Accounting Case Study - Debt Section
- 07:22
Extract and adjust the debt and equity items from the financial statements of Keurig Dr. Pepper for credit analysis. How to use the balance sheet, the notes to the accounts, and the annotations to get the total debt, net debt, and shareholders equity numbers.
Glossary
Balance sheet Debt IFRS Non-Controlling Interest US GAAPTranscript
The debt section. we want to get all the financing related items here. Now some of them should be fairly straightforward because we're just going to go to the balance sheet and get them. So the short-term debt current returns are long-term debt and the long-term debt due after more than one year.
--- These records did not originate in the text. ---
PR #2751, opened 2026-05-26
Rectify RN message for Openshift IdP

rene-dekker:
Correct the namespace for the v3.21 pages where the manager is installed in the tigera-manager namespace.


ctauchen:
LGTM

PR #316, opened 2026-08-16
feat(apprentice): one-command v1 plan + P0 distiller

Josh-Schoen:
## What

**Apprentice**: turn work that actually happened into a reusable skill. The framing that makes it fit loom — **the weaver authors from intent; the apprentice authors from evidence.**

Two parts:
- `docs/plan-apprentice.md` — a deliberately small v1, ten evidence-backed constraints, and an explicit deferred list.
- `pkg/apprentice` — the P0 distiller. Working code, 99.4% coverage.

Supersedes #315, whose only failing check was a pre-existing flaky fuzz timeout unrelated to the change.

## v1 is one command

```
loom apprentice watch
```

At session end: read that session's `tool_executions` and `messages`, abstract the concrete literals into named parameters, emit **one candidate skill YAML**, show it in the TUI for review. The user edits, names, and deputizes it — or discards it.

Not in v1: observe mode, recurrence detection, workflow/agent/trigger candidates, UI-event capture, multi-tenancy, derived task boards. Each is in the Deferred section with its reason.

An earlier draft of this plan had three capture channels, four candidate kinds, two modes, and work in three repos. That was scope accretion, not design — and the prior art argues directly against it.

## Why narrow

This is a 50-year-old field, **programming by demonstration**, whose canonical text is literally titled *Watch What I Do* (Cypher et al., MIT Press 1993). Pygmalion (1975) → macro recorders → Eager (1991) → CoScripter/Vegemite → RPA → ALLOY (2025). **None of the general systems achieved broad adoption**; Lau's retrospective blames usability, not capability. What shipped was narrow: the spreadsheet macro recorder, Selenium IDE, Playwright codegen.

Failures cluster in two buckets: generalizing from one example, and brittleness of a GUI/DOM/pixel capture substrate. **The apprentice's whole bet is bucket 2** — it captures tool calls with structured inputs, and tool schemas are versioned contracts where GUIs are not.

v1 does **not** escape bucket 1. It generalizes from a single session, which is the documented failure mode, and the mitigation is a human reviewing every candidate rather than an algorithm. Stated as a risk in the doc rather than hidden.

xAI shipped **Grok Bot** on 11 Aug 2026 doing this at the GUI layer. Validation that the problem matters; the differentiator is substrate, not concept.

## Ten constraints from evidence

From building P0 and a read-only spike over a real 284-session corpus. Not features — guardrails. The load-bearing ones:

- **Tasks are an output, not an input.** The board is empty in practice because maintaining it is work an agent must *choose* to do, while tool calls are recorded automatically. `pkg/skills/hygiene` exists solely to compensate for agents that don't. Nothing reads `tool_executions` to derive tasks. Compare Claude Code's background tasks, which get created as a byproduct of noticing out-of-scope work — same data model, opposite dynamics.
- **`tool_executions` + `messages` is the only substrate that reliably exists.** 284 sessions held 4,651 messages, 2,047 tool executions, and **zero** tasks or boards (`TaskBoardConfig` defaults to `Enabled: false`).
- **Do not drop failed steps.** The best procedure in the corpus is a trace where all nine of its steps failed — for a purely environmental reason — while the surrounding flailing mostly succeeded. Intent lives in tool call *inputs*. An "only distill successful sessions" filter throws away the single most valuable candidate available.
- **Yield is a trickle.** 43% of sessions made zero tool calls; only 12% made ≥15. The 22 richest hold ~six deputizable procedures. That's why watch mode beats observe mode at single-user scale.
- **The largest corpus category is meta-work that must not be deputized** — 8 of the 22 richest sessions are weaver-authoring runs. Needs an explicit guard.
- **Recurrence detection is the crux and both naive approaches fail.** Same-procedure/different-order false-negatives on sequence alignment; same-intent/different-procedure false-positives on text similarity.

## P0 (`pkg/apprentice`)

The exact inverse of `pkg/skills/tasks`: recover a `SkillTaskTemplate` from a task board. Deterministic, no LLM. Keyed recovery is exact; topological recovery warns when the DAG leaves order unconstrained rather than presenting a guess as evidence.

Tests run the **real emitter against a real sqlite store** over every embedded skill authoring a `task_template`, and check re-emission is a fixpoint. 99.4% coverage, clean under `-tags fts5 -race -count=20`, `golangci-lint` 0 issues.

**Stated honestly in the doc:** since v1 reads `tool_executions`, P0 is *not* on v1's execution path. It keeps its value as a permanent regression suite for the emitter's template contract, as the source of two constraints, and as the design template for v1's reader — but the plan doesn't pretend it's v1's foundation.

It also surfaced a real gap: `SkillTaskTemplate.RootTitle` is documented as naming a parent task that `emitTemplate` never creates. `TestRoundTrip_UnrecoverableTemplateFields` pins it.

## Review asks

1. Is the v1 cut the right line?
2. Does deputizing go straight to an org PR, or land private-first? (Doc defaults to private-first.)
3. Separable, own PR: should `TaskBoardConfig.Enabled` default to true? Cost is bounded at 500 context tokens and the expensive behaviors are separately gated — but constraint 2 says flipping the flag doesn't make boards get *maintained*.


ilsiepotamus (approved):
Reviewed the plan, the code, and every load-bearing claim against the codebase. **Approving** — the distiller is correct, the tests are the right kind, and the plan is honest about what P0 is and isn't.

## Claims verified (not just read)

- **Edge direction is right.** The emitter writes `FromTaskID`=dependent / `ToTaskID`=dependency (`pkg/skills/tasks/emitter.go:248`), and `GetDependencies` queries `WHERE from_task_id = ?` (`pkg/storage/sqlite/task_store.go:513`) — so "each ToTaskID becomes a depends_on index" is exactly correct.
- **The `RootTitle` gap is real**: documented at `pkg/skills/types.go:277`, zero `RootTitle`/`ParentID` hits in the emitter. Pinning it so the test *starts failing* when the emitter gains the feature is the right move.
- Key format `skill:|sess:|step:`, the `skill_step` metadata channel, `DefaultMaxTasks=8`, `TaskBoardConfig` default-false (`registry.go:785`), the weaver+guide gate (`agent_management.go:188`), and the weaver-templates fan-out (steps 4 and 5 both depend on 3) — all check out.
- Ran locally: `-tags fts5 -race` green, coverage 99.4% as claimed, `gofmt` + `golangci-lint` clean.

Design choices worth calling out as *right*: warnings-not-errors for ambiguous recovery, refusing to present a topological guess as authored order, tie-breaking on creation time instead of content-hash IDs, keeping failed steps, and running the round-trip oracle against the real emitter + real sqlite instead of a fake.

## The failing check is a real bug, not flake — fix is up

The PR description says #315's failure was "a pre-existing flaky fuzz timeout." It isn't a timeout and it isn't flake: `FuzzPromptInterpolation` found a **real sanitizer bug** in `pkg/prompts`, reproducible deterministically. `sanitizePromptInjection` replaces a fence with spaces, the space collapse + trim steps eat those spaces, and remnants from adjacent interpolations recombine: value `` ````` `` escapes to `` `` ``, and `{{.a}}{{.a}}` yields `` ```` ``.

Genuinely unrelated to this diff — but it will keep failing CI stochastically on every PR until fixed, so I've fixed it in **#322** (with the CI-found input as a permanent regression seed). Once that merges, rebase/re-run here and this goes green. Would suggest editing the PR description so the "flaky timeout" framing doesn't become repo folklore.

## Two minor nits (non-blocking)

1. **Keyed recovery doesn't warn on non-contiguous step indices.** A board where one emitted task was deleted recovers as a shorter template with no signal a step went missing. A gap in indices is evidence a reviewer would want surfaced, same as the other warnings.
2. **Keyed mode can emit forward `depends_on` silently** when key order contradicts the DAG. Only reachable on tampered/foreign boards (the emitter derives both from the same template), but topological mode asserts backwards-only while keyed mode doesn't check.

## Answers to the review asks

1. **v1 cut**: right line. The 43%-zero-tool-call yield data makes observe mode indefensible at single-user scale, and constraint 9 shows recurrence fingerprinting isn't ready to build.
2. **Deputizing**: private-first, firmly. Risk 2 (captured trace is untrusted input that becomes a prompt) is the most severe risk in the feature; one unreviewed distillation must not be able to reach an org repo. Promotion already exists as a separate deliberate act.
3. **`TaskBoardConfig.Enabled`**: keep false. Constraint 2 is the argument — the board is empty because maintaining it is unrewarded work, not because of the flag. Revisit only if derived task boards get built, since that's what would make boards populate as a byproduct.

So I'm gonna go to my sections, I'll go to my balance sheets and at the top I've got the short-term borrowings there and current portion of long-term obligations. And we have one, so I'm just going to include that which includes both the short-term debt and the current portion of long-term debt. And I'm just going to put it into that line item. So I'm gonna put the current maturities of long-term debt as zero, even though it's baked into the short-term debt. That doesn't really matter because our overall aim here is just to get the total debt number and I'm going to get long-term debt and they don't call it long-term debt. They call it long-term obligations, which is a little confusing but you have to kind of get comfortable with some of this terminology.
And we also have structured payables, which we noted before. So I'm gonna come up to here the 117 and I'm putting the structure payables in here too.
Now you can see in the 2022 year we have the finance lease liability, both the current and the non-current item. And if I go back my balance sheet, there is nothing that says the finance lease liability. So let's find out where they were finding this from last year. I'll click on the number and it will open the filing. And you can see here we have some additional information about the balance sheet a greater breakdown, and this is where we have these other items and we've got the finance lease liability and the operating lease liability. Now all this is in a note to the accounts and it's other financial information. Rather than take these numbers, I'm going to go back to the 10 K and go and find other financial information. And you can see here we've got the breakdown because I want to do this from scratch.
And what I want to do is I want to find the financial items that are broken down here. So we want the current finance lease liability and lease liability is 106. So let me just create that and I'm gonna paste the 106 there. Then I want the long-term financiability, which is the 620. Yeah, and this is problematic and you often find this for US companies is that they're embedding these items in the financial statements in line items. So they're kind of collapsing the financial lease liabilities probably in other liabilities. So we are trying to strip them out for our debt calculation because they're really structured as debt.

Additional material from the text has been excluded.